Indians Called Saulteurs
Thus did the U.S. Government Indian Agent Henry Schoolcraft choose and fix for good the corporate name we bear, a variation of which was originally bestowed upon us by the French Jesuit missionary Jacques Marquette. In the records consulted in the compilation of this story, the name is spelled in thirty-four or thirty-five different ways, sometimes with two or three variations in the same document.
“Having named the falls a Sault,” continues Schoolcraft, the French went a step further, and called the Ojibwa Indians who lived at it Saulteurs, or People of the Sault. Hence this has ever remained the French name for Chippewas.”
Schoolcraft found the correct pronunciation of the word to be “so.” This is of course the French way of speaking the word, and there are many French here and but few other whites in Schoolcraft’s day. General usage, however, in the English tongue, and the American passion for brevity in nomenclature, have crystallized in the name “Soo,” and our purists cannot change this now. The accepted pronunciation of the full name is Soo St. Mary, the first word being emphasized, the second slurred just a little, and the third being accented on the first syllable.

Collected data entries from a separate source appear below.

PR #122, opened 2018-07-09
RDM-882: Cleanup collection classification structure

vlaurin:

https://tools.hmcts.net/jira/browse/RDM-882

### Change description ###

Couple of tests were assuming that classification structure for simple collection was:
```json
{
    "Addresses": [
        {
            "id": "xxx-xxx-xxx",
            "value": {
                "Address1": "PRIVATE"
            }
        }
    ]
}
```

This seems to be a confusion between structure for simple and complex collection. Actual structure for simple collection is:

```json
{
    "Addresses": [
        {
            "id": "xxx-xxx-xxx",
            "classification": "PRIVATE"
        }
    ]
}
```
As supported by function `CaseDataService#deduceClassificationForCollectionType()` which does:

```java
final ObjectNode simpleCollectionItemNode = (ObjectNode) field;
// Add `classification` property
deduceClassificationForSimpleType(simpleCollectionItemNode, existingDataClassificationNode, CLASSIFICATION, caseField);
// Remove `value` property
simpleCollectionItemNode.remove(VALUE);
```

This assumption has been corrected and warnings have been added in the event of incorrect classification structure being used.
The warning would display as:

```
2018-07-09T14:52:08.391+0100 WARN  [main] uk.gov.hmcts.ccd.domain.service.common.SecurityClassificationService:159: Invalid security classification structure for collection item {"Address1":"PUBLIC"}
```

```
[ ] Yes
[x] No
```

### DIFF
--- a/src/main/java/uk/gov/hmcts/ccd/domain/service/common/SecurityClassificationService.java
+++ b/src/main/java/uk/gov/hmcts/ccd/domain/service/common/SecurityClassificationService.java
@@ -156,9 +156,8 @@ public class SecurityClassificationService {
                                        relevantDataClassificationValue,
                                        userClassification);
                 } else {
-                    filterSimpleField(userClassification,
-                                      dataCollectionIterator,
-                                      relevantDataClassificationValue.get(collectionElementValue.textValue()));
+                    LOG.warn("Invalid security classification structure for collection item: {}", relevantDataClassificationValue.toString());
+                    dataCollectionIterator.remove();
                 }
             } else {
                 // For collection of simple field type, the classification is stored as `classification`, not `value`
--- a/src/test/java/uk/gov/hmcts/ccd/domain/service/common/SecurityClassificationServiceTest.java
+++ b/src/test/java/uk/gov/hmcts/ccd/domain/service/common/SecurityClassificationServiceTest.java
@@ -896,6 +896,124 @@ public class SecurityClassificationServiceTest {
         }
 
         @Test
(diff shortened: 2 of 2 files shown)


src/main/java/uk/gov/hmcts/ccd/domain/service/common/SecurityClassificationService.java
```diff
@@ -156,12 +156,20 @@ private void filterCollection(SecurityClassification userClassification, Iterato
                                        relevantDataClassificationValue,
                                        userClassification);
                 } else {
+                    LOG.warn("Invalid security classification structure for collection item: {}", relevantDataClassificationValue.toString());
```
andrewfolga: can we have a collection of collection here?

andrewfolga: Do we need test for this one?

vlaurin: Collection of collections is not possible. It would need to be a collection of complex object containing a collection. So there would be a Complex in the middle. But that's a good point, we need to make sure we test with that scenario.

vlaurin: I'll add a test for it, just to be safe 👍

vlaurin:
@andrewfolga Test added

PR #126, opened 2018-07-12
RDM-626 - Display metadata in search results

gbenadikar:
https://tools.hmcts.net/jira/projects/RDM/issues/RDM-626

### Change description ###
Code changes to support metadata fields in search results. Also did a little refactoring from array to list for the search results and made case fields data type more generic rather than a map of String and JsonNode, it is now a map of String and Object. Please review

```
[ ] Yes
[x] No
```


src/main/java/uk/gov/hmcts/ccd/domain/model/search/SearchResultViewItem.java
```diff
@@ -1,31 +1,34 @@
...
     public String getCaseId() {
         return caseId;
     }
 
-    public Map<String, JsonNode> getCaseFields() {
+    public Map<String, Object> getCaseFields() {
         return caseFields;
     }
+
+    public <T> SearchResultViewItem addCaseFields(Map<String, T> caseFields) {
```
mario-paniccia: another alternative which if we don't want to introduce generics would be:
```
    public SearchResultViewItem addCaseFields(Map<String, ? extends Object> caseFields) {

```
not sure which one is better though :)

gbenadikar: Its synonymous in this context, but wild card looks more readable. Changed now.

src/main/java/uk/gov/hmcts/ccd/data/casedetails/search/MetaData.java
```diff
@@ -19,8 +21,8 @@
     private static final List<String> ALL_METADATA = newArrayList(STATE_PARAM, CASE_REFERENCE_PARAM,
```
mario-paniccia: can you update this with the new params?

src/main/java/uk/gov/hmcts/ccd/data/casedetails/search/MetaData.java
```diff
@@ -9,6 +9,8 @@
 
 public class MetaData {
 
+    public static final String JURISDICTION_PARAM = "jurisdiction";
```
mario-paniccia: there's a bit of an issue here we have to address. 
This list of *_PARAM is used to keep track of metadata that is passed to the api as a query parameter. They are added to the ALL_METADATA map which is used to validate the request. 
Jurisdiction and case type were not there because they are not passed as query parameters. 

I think we should rename ALL_METADATA to METADATA_QUERY_PARAMETERS
and rename all the constants from *_PARAM to *_METADATA

src/main/java/uk/gov/hmcts/ccd/domain/model/search/SearchResultViewItem.java
```diff
@@ -1,31 +1,34 @@
...
 
+import java.util.HashMap;
 import java.util.Map;
 
 public class SearchResultViewItem {
     @JsonProperty("case_id")
     private String caseId;
     @JsonProperty("case_fields")
-    private Map<String, JsonNode> caseFields;
+    private final Map<String, Object> caseFields = new HashMap<>();
```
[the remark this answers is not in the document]
gbenadikar: Originally I was thinking on the same lines, metadata fields and case data are different. Then post arch discussion, we came to conclusion that metadata and case data both are actually case fields from domain perspective, as all these fields belong to a case. Hence metadata and case data fields are now stored in case_fields table of definition store DB. To make distinction between case data and metadata fields, there is boolean flag 'metadata' for UI. So thought both metadata and casedata can be stored in caseFields

src/main/java/uk/gov/hmcts/ccd/data/casedetails/search/MetaData.java
gbenadikar: sounds good, will rename it.

src/main/java/uk/gov/hmcts/ccd/domain/model/search/SearchResultViewItem.java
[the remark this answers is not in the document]
mario-paniccia: I see. Ok, if we need to think of metadata as being fields from now on, then the implementation is correct 👍 
If in the future we are asked to differentiate the behaviour between metadata and real fields we can always change this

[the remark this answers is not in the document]
gbenadikar: 👍

src/main/java/uk/gov/hmcts/ccd/data/casedetails/search/MetaData.java
gbenadikar: Done

PR #3433, opened 2019-10-01
Daskversionfix 1v2

pp-mo:
**WIP** do not merge

### DIFF
--- a/docs/iris/src/whatsnew/2.2.rst
+++ b/docs/iris/src/whatsnew/2.2.rst
@@ -85,6 +85,8 @@ Iris 2.2 Dependency updates
 Bugs Fixed
 ==========
 
+* Cube equality of boolean data is now handled correctly.
+
 * The bug has been fixed that prevented printing time coordinates with bounds
   when the time coordinate was measured on a long interval (that is, ``months``
   or ``years``).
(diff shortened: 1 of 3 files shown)


lbdreyer:
It works ... So I wonder why #3431 doesn't pick up dask 1.2 ? :confused:

pp-mo:
>  I wonder why #3431 doesn't pick up dask 1.2 ?

😕 indeed.  N.B. the commit is exactly the same as the first one here.

However, it _does_ seem to be an adequate fix ...

pp-mo:
> why #3431 doesn't pick up dask 1.2 ?

Comparing the `conda list` output, the ***only*** differences are ...

| package | "OLD" pin dask>=1.1 | | | // |  "NEW" pin dask>=1.2  | | | |
| ---- | - | - | - | - | ---- | - | - | - |
| dask (AND dask-core) | 1.1.4 | py27_1 | defaults | //  | 1.2.2 | py_3 | conda-forge |
| pyproj | 1.9.6 | py27h14380d9_0  | defaults |  // | 1.9.6 | py27h516909a_1002 | conda-forge |

In fact that's so odd I don't believe it.
Maybe the underlying channels have  just shifted ??
I will re-spin the original checks ...

pp-mo:
> I will re-spin the original checks ...

Nope, still does the same.
:sigh:

PR #3434, opened 2019-10-01
Fix handling of cell measures during transposes of cubes

lbdreyer:
Currently cell measures are not handled when you do a transpose of a cube. 
```
>>> c = Cube(np.arange(6).reshape(2,3), 'x_wind')
>>> cm = CellMeasure(np.arange(6).reshape(2,3), measure='area')
>>> c.add_cell_measure(cm, (0,1))
>>> print(c._cell_measures_and_dims)
[[CellMeasure(array([[0, 1, 2],
       [3, 4, 5]]), measure=area, standard_name=None, units=Unit('1')), (0, 1)]]
>>> c.transpose()
>>> print(c._cell_measures_and_dims)
[[CellMeasure(array([[0, 1, 2],
       [3, 4, 5]]), measure=area, standard_name=None, units=Unit('1')), (0, 1)]]
```
Where I would expect the last line to return:

```
>>> print(c._cell_measures_and_dims)
[[CellMeasure(array([[0, 1, 2],
       [3, 4, 5]]), measure=area, standard_name=None, units=Unit('1')), (1, 0)]]
```
i.e. the dims swapped, as it does with auxiliary coords.

This PR includes the handling of the above, plus tests.

### DIFF
--- a/lib/iris/cube.py
+++ b/lib/iris/cube.py
@@ -2819,17 +2819,22 @@ bound=(1994-12-01 00:00:00, 1998-12-01 00:00:00)
 
         dim_mapping = {src: dest for dest, src in enumerate(new_order)}
 
-        def remap_dim_coord(coord_and_dim):
-            coord, dim = coord_and_dim
-            return coord, dim_mapping[dim]
-        self._dim_coords_and_dims = list(map(remap_dim_coord,
-                                             self._dim_coords_and_dims))
+        # Remap all cube dimensional metadata (dim and aux coords and cell
+        # measures).
+        def remap_cube_metadata(metadata_and_dims):
+            metadata, dims = metadata_and_dims
+            if isinstance(dims, Iterable):
+                dims = tuple(dim_mapping[dim] for dim in dims)
+            else:
+                dims = dim_mapping[dims]
+            return metadata, dims
 
-        def remap_aux_coord(coord_and_dims):
-            coord, dims = coord_and_dims
-            return coord, tuple(dim_mapping[dim] for dim in dims)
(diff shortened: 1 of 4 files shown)


lib/iris/cube.py
```diff
@@ -2825,11 +2825,15 @@ def remap_dim_coord(coord_and_dim):
         self._dim_coords_and_dims = list(map(remap_dim_coord,
                                              self._dim_coords_and_dims))
 
-        def remap_aux_coord(coord_and_dims):
+        # Remaps all cube dimensional metadata that may have multiple
+        # dimensions.
+        def remap_cube_metadata(coord_and_dims):
```
bjlittle: @lbdreyer Is there an opportunity here to take a step further and combine `remap_dim_coord` and `remap_cube_metadata`? e.g., some thing along the lines of:
```python
...
def remap_cube_metadata(coord_and_dims):
    coord, dims = coord_and_dims
    if isinstance(dims, Iterable):
        dims = tuple(dim_mapping[dim] for dim in dims)
    else:
        dims = dim_mapping[dims]
    return coord, dims
```
Then deriving both `self._dim_coords_and_dims`, `self._aux_coords_and_dims` and `self._cell_measures_and_dims` all call the same helper function?

bjlittle:
@lbdreyer Minor comment to think about...

Also, `travis-ci` is failing when it attempts to build the `whatsnew`. The reason (I think) is that you need to add a `.txt` to your new whatsnew contribution file.

bjlittle:
@lbdreyer Awesome, thanks :+1:

PR #3435, opened 2019-10-02
Boolean data compare - additional fixes

pp-mo:
Resolve some problems resulting from #3431 ...

 * whatsnew entry moved
 * needs dask>=1.2 (see #3433)
 * tests for new data-equality behaviour
 * whats new for behaviour change

### DIFF
--- a/docs/iris/src/whatsnew/contributions_2.3.0/newfeature_2019-Oct-02_cube_equality_tolerance.txt
+++ b/docs/iris/src/whatsnew/contributions_2.3.0/newfeature_2019-Oct-02_cube_equality_tolerance.txt
@@ -1,0 +1,3 @@
+* Cube data equality testing (and hence cube equality) now uses a more relaxed
+  tolerance, thus some cubes may now test 'equal' that previously did not.
+  The new behaviour is the default for :func:`numpy.allclose`.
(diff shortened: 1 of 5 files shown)


lib/iris/tests/unit/cube/test_Cube.py
```diff
@@ -1905,5 +1905,57 @@ def test_preserves_lazy(self):
         self.assertArrayAllClose(cube.data, real_data_ft)
 
 
+class Test__eq__data(tests.IrisTest):
+    """Partial cube equality testing, for data type only."""
+    def _check_data_eq(self, data1, data2):
```
lbdreyer: I can't see where this is being used?

lib/iris/tests/unit/cube/test_Cube.py
```diff
@@ -1905,5 +1905,57 @@ def test_preserves_lazy(self):
...
+        cube1 = Cube(data1)
+        cube2 = Cube(data2)
+        self.assertEqual(cube1 == cube2,
+                         np.all(data1 == data2))
```
lbdreyer: I can't see where this is being used?

docs/iris/src/whatsnew/contributions_2.3.0/newfeature_2019-Oct-02_cube_equality_tolerance.txt
```diff
@@ -0,0 +1,3 @@
+* Cube data equality testing (and hence cube equality) now uses a more relaxed
+  tolerance, thus some cubes may now test 'equal' that previously did not.
+  The new behaviour is the default for :func:`numpy.allclose`.
```
lbdreyer: If we are choosing to go down this path of relaxing the tolerance, I think it would helpful to our users to explain more specifically what has changed.
As a user, I would like to know what the behaviour was before (i.e. only absolute tolerance of 1e-8) and what the behaviour is now (as you have done with linking of to allclose

pp-mo: Ok!

lbdreyer:
Looks good! Thanks @pp-mo 
Once travis is happy I will merge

Mr. J.W. Curran of the Sault Ste. Marie, Ontario, Daily Star has suggested that the inhabitants of the sister cities at the rapids follow the old usage and call themselves Saulteurs, pronounced So-ters. The idea is a happy one, and it has romantic and historic usage back of it. But romance and history have a small part in the lives of modern folks. We are creatures of habit, and probably shall continue to designate ourselves by the unlovely but easily remembered name “Sooites.”
All of which calls to mind a certain limerick:
Said a youngster of Sault Ste. Marie,
To spell I will never agree,
Till they learn to spell Sault
Without any u,
Or an a or an I or a t.
Schoolcraft’s fertile mind and poetic fancy conceived another name that is of interest to our Canadian friends. To quote: “In the term Gitchegomee, the name for Superior, we have a specimen of the Indian mode of making compounds. Gitche signifies something great. Gomee is a compound phrase denoting a large body of water, a sea. I have cast about to find a sonorous form in which it may come into popular use, but find nothing more eligible than I-go-mee or Igoma. A more practical word in the shape of a new compound may be made in Algoma, a term in which the first syllable of the generic name of this tribe of the Algonquin stock harmonizes very well with the Indian idea of goma (sea), giving us Sea of the Algonquins. The term may be objected to, as the result of a grammatical abbreviation, but if not adopted practically it may do as a poetical synonym for this great lake.”
The term was not objected to, but it has been taken by the people of Canada as the name of one of their most beautiful provinces.